_Work required_
Please restate word for word only the lines that start at the one containing "3 = validation errors" and continue to the final line of the material.
<<<<
PR #94, opened 2023-05-29
feat: Style Guide and Best Practices confirmity

a-frantz:


tools/bwa.wdl
```diff
@@ -66,69 +66,69 @@ task bwa_aln {
...
     }
 
     input {
-        File fastq1
-        File fastq2
-        String output_bam = basename(fastq1, ".fq.gz") + ".bam"
+        File read_one_fastq_gz
+        File read_two_fastq_gz
         File bwadb_tar_gz
+        String prefix = basename(read_one_fastq_gz, ".fq.gz")  # TODO is this right?
```
a-frantz, line 91: @adthrasher everywhere else we use a `.fastq` extension. Do you have any idea whether `.fastq` or `.fq` is more common? Should we try and handle both? It's ugly but the below snippet should work:
```
String prefix = basename(basename(read_one_fastq_gz, ".fq.gz"), ".fastq.gz")
```

tools/cellranger.wdl
```diff
@@ -20,35 +18,43 @@ task count {
     }
 
     input {
-        String id
-        File transcriptome_tar_gz
         File fastqs_tar_gz
-        Int ncpu = 1
+        File transcriptome_tar_gz
+        String id
+        String jobmode = "local"  # TODO would a non-local jobmode work?
```
a-frantz, line 24: I am fairly certain this parameter _must_ be set to `local`. In which case we should hard code instead of exposing it like this. Or am I wrong and other viable `jobmode` options exist?

tools/cellranger.wdl
```diff
@@ -81,24 +85,21 @@ task count {
         File raw_matrix = glob("*/outs/raw_feature_bc_matrix/matrix.mtx.gz")[0]
         File mol_info_h5 = glob("*/outs/molecule_info.h5")[0]
         File web_summary = glob("*/outs/web_summary.html")[0]
-        File loupe = glob("*/outs/cloupe.cloupe" )[0]
+        File loupe = glob("*/outs/cloupe.cloupe" )[0]  # TODO should this be "cloupe" instead of "loupe"?
```
a-frantz, line 88: I have no idea what this file is. But looks to me like there's a missing `c` in the WDL

tools/picard.wdl
```diff
@@ -53,16 +54,17 @@ task mark_duplicates {
...
+        disk: disk_size_gb + " GB"
         docker: 'quay.io/biocontainers/picard:2.27.5--hdfd78af_0'
         maxRetries: max_retries
     }
 }
 
 task validate_bam {
+    # TODO should this be refactored to behave as "default" Picard behaves?
+    #   Default Picard has some weird/not ideal behaviors
+    #   e.g. `max_errors = 100`
```
a-frantz, line 66: What do you think @adthrasher ? Especially in light of potentially moving to a "community model".

Like the comment says, I don't like Picard's default behavior, and I think we have _some_ room to "improve" the default behavior. But the current state of this task is *very* far from default. And probably too much of a deviation for a "community resource"

tools/samtools.wdl
```diff
@@ -108,90 +117,92 @@ task flagstat {
...
+    parameter_meta {
+        bam: "Input BAM format file to index"
+    }
+
     input {
         File bam
+        String outfile_name = basename(bam) + ".bai"  # TODO we might want to disable customizing the name for the BAI? Breaks our best practices, but also please do not change the BAI name
+        Boolean use_all_cores = false
+        Int memory_gb = 15  # TODO this seems like more RAM than should be necessary
+        Int modify_disk_size_gb = 0
```
a-frantz, line 159: Do you have thoughts on either comment here?

I am in favor of letting the user customize these runs. But I think I'm more in favor of "please don't rename your bam index". I'd vote to remove the `outfile_name`/`prefix` parameter.

workflows/chipseq/chipseq-standard.wdl
```diff
@@ -29,6 +29,7 @@
 
 version 1.0
 
+# TODO should we enfore an order to imports? Alphabetical? Order referenced? URLs before/after relatives?
```
a-frantz, line 32: I think we should enforce an order. But I'm pretty ambivalent towards what it is. Probably alphabetical is the right approach? Do we take into special consideration paths/URLs?

workflows/general/alignment-post.wdl
```diff
@@ -10,27 +14,27 @@ workflow alignment_post {
...
+        max_retries: "Number of times to retry failed steps. Overrides task level defaults."
         xenocp_aligner: {
             description: "Aligner to use to map reads to the host genome for detecting contamination"
             choices: [
-                'bwa aln',
-                'bwa mem',
-                'star'
+                'bwa aln',  # TODO this is SE. Is `bwa_aln_pe` a possibility?
+                'bwa mem',  # TODO this is also SE.
+                'star'  # TODO I think only this will work with paired end? What would DNA use?
```
a-frantz, line 23: Can you should some light here @adthrasher ? Am I correct that these bwa tasks are for SE data?

tools/samtools.wdl
```diff
@@ -108,90 +117,92 @@ task flagstat {
...
-    meta {
-        author: "Andrew Thrasher, Andrew Frantz"
-        email: "andrew.thrasher@stjude.org, andrew.frantz@stjude.org"
-        description: "This WDL task runs Samtools flagstat on the input BAM file. Produces statistics about the alignments based on the bit flags set in the BAM."
-    }
-
-    parameter_meta {
-        bam: "Input BAM format file to index"
+    runtime {
+        dx_instance_type: "azure:mem2_ssd1_x4"
```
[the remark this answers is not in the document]
adthrasher: It's still valid for dxCompiler (https://github.com/dnanexus/dxCompiler/blob/develop/doc/ExpertOptions.md#instance-type). I would be in favor of removing it though. I don't recall how that instance type was decided or what project it was part of. 

It doesn't look like dxCompiler supports the newer syntax for runner-specific options in the `runtime` section. Hopefully they'll add support in the future.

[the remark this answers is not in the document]
a-frantz: Sounds good and looks promising. I'll delete this line.

a-frantz:
re:
> * (potential fix? Effect not investigated) when creating a collated BAM, write secondary and supplementary alignments

From reading the Qualimap docs, there are metrics computed with secondary and supplementary alignments. However I don't believe any of those computations end up in the MultiQC report.

It's a bit of a slow down, but if a user ever wants to dig into the Qualimap report instead of using the MultiQC reports, they would expect information regarding sec. and supp. alignments. So I'm going to keep this change. RNA-Seq performance is still pretty fast, so I'm willing to accept the hit on run-time.

tools/star.wdl
```diff
@@ -18,49 +16,54 @@ task build_star_db {
...
-    String stardb_out_name = stardb_dir_name + ".tar.gz"
+    String stardb_out_name = stardb_name + ".tar.gz"
     Float reference_fasta_size = size(reference_fasta, "GiB")
     Float gtf_size = size(gtf, "GiB")
-    Int disk_size = select_first([disk_size_gb, ceil(((reference_fasta_size + gtf_size) * 3) + 10)])
+    Int disk_size_gb = ceil(
+        ((reference_fasta_size + gtf_size) * 3) + 10
+    ) + modify_disk_size_gb
+
+    String memory_limit_bytes = (memory_gb - 2) + "000000000"
```
adthrasher, line 37:
```suggestion
    # Leave 2GB as system overhead
    String memory_limit_bytes = (memory_gb - 2) + "000000000"
```
I think a comment is useful here. Though I'm not sure this is the exact language to use.

tools/star.wdl
```diff
@@ -18,49 +16,54 @@ task build_star_db {
...
         n_cores=~{ncpu}
-        if [ "~{use_all_cores}" = "true" ]; then
+        if ~{use_all_cores}; then
             n_cores=$(nproc)
         fi
 
         orig_gtf=~{gtf}
         gtf_name=$(basename "${orig_gtf%.gz}")
-        gunzip -c ~{gtf} > "$gtf_name" || cp ~{gtf} "$gtf_name"
+        gunzip -c ~{gtf} > "$gtf_name" || ln -s ~{gtf} "$gtf_name"
```
adthrasher, line 49: Isn't `$(basename "${orig_gtf%.gz}")` equivalent to doing `basename $orig_gtf ".gz"`? 
Also is the `ln -s` (or `cp`) necessary? If the input wasn't gzipped, then `orig_gtf` should be the same as `gtf` right?

adthrasher: I suppose this might be localizing the file for STAR. We should add some comments to this command though.

tools/util.wdl
```diff
@@ -278,74 +280,81 @@ task qc_summary {
...
+        memory: memory_gb + " GB"
+        disk: disk_size_gb + " GB"
         docker: 'quay.io/biocontainers/samtools:1.16.1--h6899075_1'
         maxRetries: max_retries
     }
 }
 
 task unpack_tarball {
+    # TODO I don't think I've ever checked if this task actually works.
+    #   I wrote it then realized there was a better way before this made it to testing
```
adthrasher, line 343: This would also destroy any structure. If we keep the task, it should note that.

tools/util.wdl
```diff
@@ -354,27 +363,28 @@ task unpack_tarball {
...
-        disk: disk_size + " GB"
+        memory: memory_gb + " GB"
+        disk: disk_size_gb + " GB"
         docker: 'ghcr.io/stjudecloud/util:1.2.0'
         maxRetries: max_retries
     }
 }
 
 task make_coverage_regions_beds {
+    # TODO should this be customizable?
```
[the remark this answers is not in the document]
adthrasher: Should this also be specified to work with gencode-format GTFs?

workflows/chipseq/chipseq-standard.wdl
adthrasher: I think alphabetical is fine. Internal before external? Add a separator between them? I would say yes to both.

workflows/general/alignment-post.wdl
adthrasher: XenoCP converts reads to fastq, each mate in a pair gets a fastq record, and it then processes the reads as single-end. So each of the aligners here is run in single-end mode. All three can be run in paired-end mode for other applications, but XenoCP only uses the single-end mode.

In `workflows`, we have `bwa_aln` (single-end), `bwa_aln_pe` (paired-end), `bwa_mem` (single-end), and `star.alignment` (single-end or paired-end). I don't believe `bwa_aln_pe` is being used by any code at the moment. It was going to be part of the ChIP-Seq workflow until it was decided to use SEAseq.

tools/bwa.wdl
```diff
@@ -20,44 +17,47 @@ task bwa_aln {
...
     }
 
+    String output_bam = prefix + ".bam"
+
     Float input_fastq_size = size(fastq, "GiB")
     Float reference_size = size(bwadb_tar_gz, "GiB")
-    Int disk_size = select_first([disk_size_gb, ceil((input_fastq_size * 2) + (reference_size * 2))])
+    Int disk_size_gb = ceil(
+        (input_fastq_size + reference_size) * 2
+    ) + modify_disk_size_gb
```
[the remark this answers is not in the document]
adthrasher: This was discussed offline and a decision was made.

tools/star.wdl
a-frantz: > Isn't `$(basename "${orig_gtf%.gz}")` equivalent to doing `basename $orig_gtf ".gz"`?

yes that should be changed to just use basename

> Also is the `ln -s` (or `cp`) necessary? If the input wasn't gzipped, then `orig_gtf` should be the same as `gtf` right?

I think the main purpose of the `ln -s` (and what was a `cp`) is so that the same variable (`$gtf_name`) can be passed to STAR. As opposed to having along the lines of `if (gzipped) then $var1  else $var2`.

I would hope the files don't need to be localized for STAR, though I'm not sure. Regardless, this section can definitely get cleaned up

workflows/chipseq/chipseq-standard.wdl
a-frantz: > Internal before external? Add a separator between them?

No opposition to either of these. Let's adopt those rules.

But I'm still unsure how to handle paths (in either relative or URL imports). e.g. does `./rnaseq-core.wdl` come before or after `../../tools/util.wdl`? Are we sorting on `basename`? How do we handle the case of `../foo.wdl` and `../../bar/foo.wdl`?

I think the easiest solution is just do a naive sort on the strings. No special handling for paths/basenames. As long as it's consistent I'll be happy, so I vote for whatever order is easiest to implement. There are smarter sorts out there but I don't think we want/need them.

workflows/general/alignment-post.wdl
a-frantz: Well it's good to know that STAR SE mode is being tested 😅  TBH I wasn't positive it would run correctly, but I guess XenoCP has been using it just fine.

I think we need documentation somewhere for the differences between these aligners. Not sure _here_ is the right place, but we could use that `external_documentation` key to point to the relevant docs. Does that documentation already exist?

tools/picard.wdl
```diff
@@ -109,23 +112,26 @@ task validate_bam {
             > ~{outfile_name}
 
         rc=$?
-        if [ $rc -le -1 ] || [ $rc -ge 4 ]; then
+        if [ $rc -le -1 ] || [ $rc -ge 4 ]; then  # TODO explain this
```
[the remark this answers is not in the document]
a-frantz: I don't know to either question haha.

> 0 = success
> 1 = process failure
> 2 = validation warnings
> 3 = validation errors

If that's the case, we are mishandling exit code `1`. I'd like to take a stab at refactoring and documenting this error handling. Where'd you pull these codes from?

I'd make a solid bet that WDL1.1 `returnCodes` don't change the behavior of `set -eo pipefail` (i.e. the task would still terminate on the first non-zero exit code). So I'm not sure how you're intended to use `returnCodes`.
It makes sense for the case of a single pipeless command that you might want "success" on alternative exit codes, but for any type of script with multiple potential fail points, I don't see how you can sensibly use the feature. (TBF I have not read their documentation on it).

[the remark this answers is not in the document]
adthrasher: I pulled the return codes from a discussion on the Picard issue tracker where they were discussing introducing them. It's possible that things change or were further refined. 

I misread the `set` previously. I thought you were turning one of the arguments off and on. Agreed, that as is, `-e` isn't going to be overridden by WDL.

workflows/general/alignment-post.wdl
adthrasher: Not any of which I am aware. What sort of documentation are you looking for though? Are you thinking in the tasks themselves? Or something in the XenoCP/workflows metadata to guide a choice?

workflows/chipseq/chipseq-standard.wdl
adthrasher: I would generally sort on basename, but maybe that's not a good approach. I think most of the grouping that you'd want would be handled by internal vs. external. However, it may be desirable to sort the full path, so that everything under `tools/` would be together and separate from something like `structs/`.

For the case of `../foo.wdl` and `../../bar/foo.wdl`, you'd have to rename them internally with an `as` correct? If so I'd sort them with the plain import then the `as` disambiguated one (or on the `as` values if both have them).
>>>>
_Your solution_
> 3 = validation errors

If that's the case, we are mishandling exit code `1`. I'd like to take a stab at refactoring and documenting this error handling. Where'd you pull these codes from?

I'd make a solid bet that WDL1.1 `returnCodes` don't change the behavior of `set -eo pipefail` (i.e. the task would still terminate on the first non-zero exit code). So I'm not sure how you're intended to use `returnCodes`.
It makes sense for the case of a single pipeless command that you might want "success" on alternative exit codes, but for any type of script with multiple potential fail points, I don't see how you can sensibly use the feature. (TBF I have not read their documentation on it).

[the remark this answers is not in the document]
adthrasher: I pulled the return codes from a discussion on the Picard issue tracker where they were discussing introducing them. It's possible that things change or were further refined. 

I misread the `set` previously. I thought you were turning one of the arguments off and on. Agreed, that as is, `-e` isn't going to be overridden by WDL.

workflows/general/alignment-post.wdl
adthrasher: Not any of which I am aware. What sort of documentation are you looking for though? Are you thinking in the tasks themselves? Or something in the XenoCP/workflows metadata to guide a choice?

workflows/chipseq/chipseq-standard.wdl
adthrasher: I would generally sort on basename, but maybe that's not a good approach. I think most of the grouping that you'd want would be handled by internal vs. external. However, it may be desirable to sort the full path, so that everything under `tools/` would be together and separate from something like `structs/`.

For the case of `../foo.wdl` and `../../bar/foo.wdl`, you'd have to rename them internally with an `as` correct? If so I'd sort them with the plain import then the `as` disambiguated one (or on the `as` values if both have them).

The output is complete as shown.